One of the questions that I get with some regularity concerns whether an individual or couple can put your home in a trust if a mortgage exists on the property. The answer is yes, but there are a few considerations to pay attention to before making a transfer.
Today, every mortgage contains a “due on sale clause”. This is the portion of the mortgage that restricts your ability to transfer the loan to another without the consent of the mortgage holder. It states that the loan may be called due in full upon a sale or transfer of ownership of the property. This is an option for the lender and is not automatic. Prior to 1982, if a mortgage contained a due on sale clause, a transfer into a trust could be construed to trigger this clause which could cause the unfortunate result of accelerating the entire mortgage loan.
In response to this issue, Congress enacted the Garn-St.
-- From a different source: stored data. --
PR #2725, opened 2017-10-31
Implement album merging for duplicates

### LINKED ISSUE #112: Album merging/completion
This issue was automatically migrated from Google Code.
_Original author: zent...@gmail.com (April 29, 2012 18:26:17)_
_Original issue: https://github.com/google-code-export/beets/issues/380_

udiboy1209:
Fixes #112

Would removing the album before running the merge task make sense? This code seems to work now
but I think it gives problems when reimporting library with existing duplicate albums. The tests don't fail though.

### DIFF
--- a/beets/importer.py
+++ b/beets/importer.py
@@ -358,7 +358,7 @@ class ImportSession(object):
         """
         for path in paths:
             if path not in self._merged_items \
-                and path not in self._merged_dirs:
+               and path not in self._merged_dirs:
                 return False
         return True
 
@@ -367,7 +367,7 @@ class ImportSession(object):
         """
         self._merged_items.update(paths)
         dirs = set([os.path.dirname(path) if os.path.isfile(path) else path
-                        for path in paths])
+                    for path in paths])
         self._merged_dirs.update(dirs)
 
     def is_resuming(self, toppath):
--- a/beets/importer.py
+++ b/beets/importer.py
@@ -1365,8 +1365,13 @@ def user_query(session, task):
                                 user_query(session))
 
     resolve_duplicates(session, task)
+
     if task.should_merge_duplicates:
+        # Create a new task for tagging the current items
+        # and duplicates together
         duplicate_items = task.duplicate_items(session.lib)
+
+        # duplicates would be reimported so make them look "fresh"
         _freshen_items(duplicate_items)
         duplicate_paths = [item.path for item in duplicate_items]
 
--- a/beets/importer.py
+++ b/beets/importer.py
@@ -1038,6 +1038,7 @@ class ArchiveImportTask(SentinelImportTask):
         self.extracted = True
         self.toppath = extract_to
 
+
 class MergedImportTask(ImportTask):
     def __init__(self, toppath, paths, items):
         super(MergedImportTask, self).__init__(toppath, paths, items)
@@ -1367,9 +1368,8 @@ def user_query(session, task):
 
             duplicate_paths = [item.path for item in duplicate_items]
 
-            merged_task = MergedImportTask(None,
-                            task.paths + duplicate_paths,
-                            task.items + duplicate_items)
+            merged_task = MergedImportTask(None, task.paths + duplicate_paths,
+                                           task.items + duplicate_items)
 
             ipl = pipeline.Pipeline([
                 iter([merged_task]),
--- a/beets/importer.py
+++ b/beets/importer.py
@@ -188,6 +188,8 @@ class ImportSession(object):
         self.paths = paths
         self.query = query
         self._is_resuming = dict()
+        self._merged_items = set()
+        self._merged_dirs = set()
 
         # Normalize the paths.
         if self.paths:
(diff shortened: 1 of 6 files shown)


beets/importer.py
```diff
@@ -1352,7 +1358,26 @@ def emitter(task):
         ])
         return pipeline.multiple(ipl.pull())
 
-    resolve_duplicates(session, task)
+    if type(task) != MergedImportTask:
```
sampsyo: I know this seems crazy, but just to check: is this condition actually necessary? That is, if we merge a bunch of albums into one, would it be OK to check again for duplicates of the newly-tagged merged album?

beets/importer.py
```diff
@@ -1352,7 +1358,26 @@ def emitter(task):
...
+        resolve_duplicates(session, task)
+        if task.should_merge_duplicates:
+            duplicate_items = task.duplicate_items(session.lib)
+            for item in duplicate_items:
+                item.id = None
+                item.album_id = None
```
sampsyo: This looks like the same rigamarole we have to do when re-importing (which is logical). Instead of duplicating the code to do this, maybe we need a helper function for this.

beets/importer.py
```diff
@@ -1352,7 +1358,26 @@ def emitter(task):
...
+            duplicate_paths = [item.path for item in duplicate_items]
+
+            merged_task = MergedImportTask(None, task.paths + duplicate_paths,
+                                           task.items + duplicate_items)
+
+            ipl = pipeline.Pipeline([
+                iter([merged_task]),
+                lookup_candidates(session),
+                user_query(session)
+            ])
```
sampsyo: Similarly, maybe a helper function would be useful here to encapsulate the temporary pipeline as used here and in `user_query`.

beets/importer.py
udiboy1209: I did this because the initially detected duplicates weren't removed, hence would again be marked in this MergedImportTask's duplicate list and give a second prompt to the user. Choosing "Remove" at this stage would be the correct way to go, which is basically what this condition does automatically. Also it helps avoid another pointless check for duplicates which we know exist.

Is there a way to remove those albums from the library, so that they don't get detected as duplicates again? like probably setting the album's id to `None` ?

sampsyo: Aha, got it. This makes me think that there might be a slightly deeper issue to address here: we probably shouldn't detect a duplicate when the "duplicate" album actually consists of the same songs as the newly-imported album! This should probably be true for any re-import situation, not just the new functionality you've added here.

In particular consider this check from `find_duplicates`:

https://github.com/beetbox/beets/blob/9c6910d1675926d9055508f4f67683cda86f9179/beets/importer.py#L637-L639

This says that we don't detect a duplicate if the set of songs is *exactly* the same between the old and new album. Perhaps this should be changed to a *subset* check instead. Does that seem reasonable?

udiboy1209: A subset check would be correct. I will make that change because the subset case would only occur in merge scenario. We also wouldn't need a separate MergeImportTask class and check too.

udiboy1209:
The problem now with re-importing duplicate albums from the library is that multiple sessions are create for each album, but if the user decides to merge the two in the first session, the second session would run into an error because the files would probably have moved. A similar error should error should occur when the user decides to remove the duplicates in the first session. What is done in that case?

sampsyo:
Hmm, I don't quite understand… what should I do to trigger a problem? For example, is it enough just to choose to merge and then "apply changes" in the temporary sub-pipeline that's created, or is there something more exotic that I need to do?

udiboy1209:
I'll explain better. There are two albums in the library , A and B which are duplicates (imported using the Keep both option)

Now when I try re-importing these two albums, two import sessions would be created for each album A and B. In the first session, when B is marked as duplicate, if I choose to Merge, tracks of B are re-imported with A into one album.

This works well and is the intended result, but now the second import session which was working on the original album B would fail. Same would happen if I choose to Remove the duplicates of A, and files of B are removed.

wordofglass:
(Disclaimer: I have read neither this PR entirely nor looked at the relevant code in detail)

Maybe, if you could detect this situation from the task that is processed second, you could make the `user_query` stage yield a `beets.pipeline.BUBBLE` (which means to abort the task and not execute any further pipeline stage) early (before showing any prompt). That would work since stages of the same type (e.g. `user_query`) are run strictly in sequence, so when the second one is run, the decision about merging the first has been made). One remaining point of failure that would need investigation might be any access to old database items that have been changed by the first task.

sampsyo:
Ah! I see; thanks for explaining, @udiboy1209, and for adding some thoughts, @wordofglass. In summary, the problem only happens when re-imports collide with merges (which is not an exotic scenario). When we merge with an old album, we don't *also* want to import the old album separately.

In a way, this is similar to the problem we used to have with recent duplicates. If you imported album X and then another copy of album X again immediately afterward, the first copy might not have reached the database yet, so no duplicate would be detected. We used to solve this with an extra data structure on the side to keep track of "recently imported" albums, but we've since replaced that with a strategy that just adds albums to the database earlier—before the files are copied and the metadata is updated.

@wordofglass's suggestion amounts to bringing back approximately the same strategy. The `user_query` stage can keep track of in-library albums that have been merged already and emit a bubble if they're encountered later on. Sounds perfect to me!

sampsyo:
Yay! This looks perfect from here. Are there any outstanding concerns, or shall we hit the merge button?

udiboy1209:
Great! Merge is good to go for me.

sampsyo:
Awesome! Thank you again for tackling this—it's been a very long-standing issue that many people have requested, and this is a very elegant solution. I hereby award you the Pull Request of the Month award. 🥇

sean-abbott:
Awesome, thank you so much! Just in time for me to merge my library with my partner's. :-)

PR #2726, opened 2017-11-01
Update fetchart.rst

translit:
Probably an error. Minwidth does not require image editors, does it?


sampsyo:
Yes, good point! That was a mistake.

PR #3297, opened 2019-06-05
More https changes

FichteFoll:
Continuation of #3296. See commit messages for details.

This time I also changed/added a couple references in code.

Regarding beets.io, you'll probably need to update your [gh-pages settings](https://github.com/beetbox/beets/settings) to remove the custom domain name and then set it again so that Github will create a proper certificate for your domain. They support this for about a year now.

### DIFF
--- a/beets/ui/__init__.py
+++ b/beets/ui/__init__.py
@@ -475,7 +475,7 @@ def human_seconds_short(interval):
 # Colorization.
 
 # ANSI terminal colorization code heavily inspired by pygments:
-# http://dev.pocoo.org/hg/pygments-main/file/b2deea5b5030/pygments/console.py
+# https://bitbucket.org/birkenfeld/pygments-main/src/default/pygments/console.py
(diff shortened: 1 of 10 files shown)


sampsyo:
Cool; thanks! Thanks especially much for tracking down the new URLs for source repositories that have moved around.

I've done the thing where I remove the custom domain from the Pages settings and re-add it. (I've also updated the DNS entries for beets.io to point to the new CDN servers.) The certificate still doesn't seem to be valid, but I'd be willing to believe this could take a while to set up, so let's see what happens.

FichteFoll:
Yes, it may take little while to be updated. I suppose if it doesn't work within a day or so, you could contact support.

FichteFoll:
Once that works, I can update all the references to `http://beets.io` as well.

FichteFoll:
Actually, it works already for me, so 🎉

sampsyo:
Oh yeah! It just started working for me too.

Issue #1935, opened 2016-04-12
Using beets for Video Library Organization?


addisonamiri:
I was wondering if there was any interest in adding video library support to beets. I really like the workflow of importing my media and playing it with `beet play` without the overhead of a full blown media player. I was curious what would be necessary for beets to implement video support. So far what I think would be required at a minimum is this:
- id3tag support for video formats
- new data sources for TV shows and movies
- a config option for a video directory

I don't really think this is in scope for the beets project and a lot of it won't carry over into video organizing but I can't seem to find a media organizer for videos that doesn't require a server or a gui (Plex, Kodi, Emby, etc) and most of those projects require manual editing of filenames in order for the lookup to succeed.

I was wondering what everyone thought about this functionality being in beets or another project similar to beets. I know I'd find it useful but I'm not too sure if it's worthy of being incorporated into the main project.
#### Desired Workflow

Ideally this would be the workflow I'm looking to achieve:
1.  Run `beet import The\ Princess\ Bride.mp4`.
   - Maybe a `--as-video` flag would be needed for an alternate import method.
   - Automatic movie detection could be done by looking at the length of the file maybe.
2.  Beets will search IMDB (or another metadata source) based on the name.
3.  Beets will identify the movie as Princess and the Bride.
4.  Beets will move/copy the file to the video directory specified in the config.
5.  Beets will rename the file, add all metadata desired, and finish the import.

Then after this is complete `beet play Princess Bride` would start playing that file with the configured media player.

amishb:
Filebot + ACM with some config is what you need

https://www.filebot.net/forums/viewtopic.php?t=215

sampsyo:
Thanks for starting the discussion! I've always thought expanding to cover other media types would be an interesting direction.

One major roadblock is that many video file types, last I checked, don't have standard metadata fields. And in any case, it's not common to find tagged video files even with non-standard formats, so we'd need to rely much more on filename heuristics. See also #1160.

I can see this going one of two ways:
- Adding "media kinds" to beets, so songs and videos coexist in the Items table with a flag to distinguish them.
- Start a sister project that uses much of beets' internals but focuses exclusively on videos. Much of the machinery is already reusable—namely, the `dbcore` module contains the "soul" of beets without knowing anything about music.

jackwilsdon:
Your second point is interesting, @sampsyo. Could we perhaps move `dbcore` into it's own repository and pip package?

sampsyo:
[...]

PR #3300, opened 2019-06-07
implement bulk_add for applying several SQLite operations per transaction

khimaros:
Initially inspired by #1935 and seemingly relevant to #2388

Based on my `snakeviz` benchmarks in https://github.com/beetbox/beets/issues/1935#issuecomment-433630128 and https://github.com/beetbox/beets/issues/1935#issuecomment-434074227, `dbcore` overhead for an import operation on 847 local files was reduced from **95% (153 seconds)** to **<10% (5 seconds)** .

I have exercised this patch with a dbcore frontend I built to organize, query, and de-duplicate arbitrary (including non-music) files. In order to realize these performance benefits in beets, library import will need to be modified to make use this method.

N.B. The degree of batching chosen for `bulk_add` is a trade-off between buffering delay, CPU time, and peak memory usage. I've found negligible memory usage for single transactions containing tens of thousands of model records.

### DIFF
--- a/beets/dbcore/db.py
+++ b/beets/dbcore/db.py
@@ -480,7 +480,7 @@ class Model(object):
 
     # Database interaction (CRUD methods).
 
-    def store(self, fields=None):
+    def store(self, fields=None, txn=None):
         """Save the object's metadata into the library database.
         :param fields: the fields to be stored. If not specified, all fields
         will be.
@@ -500,7 +500,7 @@ class Model(object):
                 subvars.append(value)
         assignments = ','.join(assignments)
 
-        with self._db.transaction() as tx:
+        with self._db.transaction(txn) as tx:
             # Main table update.
             if assignments:
                 query = 'UPDATE {0} SET {1} WHERE id=?'.format(
@@ -541,11 +541,11 @@ class Model(object):
         self.update(dict(stored_obj))
         self.clear_dirty()
 
-    def remove(self):
+    def remove(self, txn=None):
         """Remove the object's associated rows from the database.
         """
         self._check_db()
-        with self._db.transaction() as tx:
+        with self._db.transaction(txn) as tx:
             tx.mutate(
                 'DELETE FROM {0} WHERE id=?'.format(self._table),
                 (self.id,)
@@ -555,7 +555,7 @@ class Model(object):
                 (self.id,)
             )
 
-    def add(self, db=None):
+    def add(self, db=None, txn=None):
         """Add the object to the library database. This object must be
         associated with a database; you can provide one via the `db`
         parameter or use the currently associated database.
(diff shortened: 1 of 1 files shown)


sampsyo:
Cool! Thanks for looking into this!!

Here's one thing I don't quite understand about this profiling work: does the overhead come from literally creating SQLite transactions, or is it our in-Python cost of looking up the transactions? We built the transaction system in dbcore to avoid the creation of redundant transactions. So if you do this:

```py
with db.transaction():
    with db.transaction():
        db.mutate(...)
```

…only one SQLite transaction should actually be created. More relevantly, if you do this:

```py
with db.transaction():
    for item in items:
        db.add(...)
```

…then the transaction created inside the `add` call should approximately be a no-op. Of course, lookup up the transaction stack for the current thread is not free! So it's possible the overhead is coming from there.

But just to confirm: did you measure the performance difference between an unwrapped `add` loop, a transaction-wrapped `add` loop, and the new `bulk_add` that doesn't bother creating a transaction at all? The relative differences between these differences would be enlightening…

khimaros:
@sampsyo -- indeed, performance seems to be nearly identical with the method you describe here!

I sat on this patch for a very long time and it seems the landscape may have changed. For a bit of background, when we spoke about this last October the conclusion was:

> Yes, absolutely! A bulk insert would be a great way to do it. You could even imagine letting the bulk_add method accept an iterable (instead of just a list) to let new model objects get generated on the fly without materializing them all in memory.

It's possible that nested transactions were not handled gracefully back then.

If this PR doesn't add any value, let's just close it and I will switch my dbcore clients to the nested transaction solution. I'll leave the final judgment to you. If it does add value, it should have some tests. I have some staged in my local repo for the performance testing.

Thank you for continuing to build and maintain this excellent tool!

sampsyo:
Yeah! I read that comment of mine too with great interest. It's constantly surprising to me how hard it is for me to reconstruct my own thinking from a previous era. Reading my comments, it looks like I may have been imagining that the overhead came from SQLite execute calls, and that such a bulk insertion would use one big statement? Who can really say what I was thinking, I guess.

If things are just as fast with the explicit transaction approach, I say we probably don't need `bulk_add`. But it might be worth documenting this phenomenon somewhere, especially if other people are going to be as intrepid as you and write their own dbcore clients!

khimaros:
There is definitely no performance reason to favor `bulk_add` over nested transaction:

```
$ nosetests -v --with-timer test.test_dbcore_perf
test_dbcore_bulk_add (test.test_dbcore_perf.PerformanceTest) ... ok (34.5063s)
test_dbcore_single_transaction (test.test_dbcore_perf.PerformanceTest) ... ok (33.9157s)

[success] 50.43% test.test_dbcore_perf.PerformanceTest.test_dbcore_bulk_add: 34.5063s
[success] 49.57% test.test_dbcore_perf.PerformanceTest.test_dbcore_single_transaction: 33.9157s
Ran 2 tests in 68.423s
```

Closing this PR now, thanks for the feedback!

PR #3307, opened 2019-06-11
docs: mention mpdstats needs to be running

arcresu:
Clarify that `mpdstats` is an MPD client and needs to be running all the time to collect statistics.

See https://discourse.beets.io/t/mpdstats-requirements/796


sampsyo:
Looks great; thanks!!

Germain Depository Institutions Act of 1982. The primary purpose of this legislation was to deregulate the banks and allow them to make adjustable rate mortgage loans. It is also significant because it disallowed banks from exercising their power under due on sale clauses under certain circumstances. One of the most notable was in the event a borrower transferred their property into trust. Under the Act, a borrower could transfer their property into a trust without the concern of triggering the due on sale clause.
There are two restrictions to the ability to transfer property into trust. A borrower must remain as a beneficiary of the trust agreement and the transfer must not relate to a transfer of rights of occupancy in the property. Regardless of any considerations, this was a great piece of legislation that paved the way for individuals and families to have greater control over their estate planning by allowing the transfer into trust of real property even if a mortgage exists.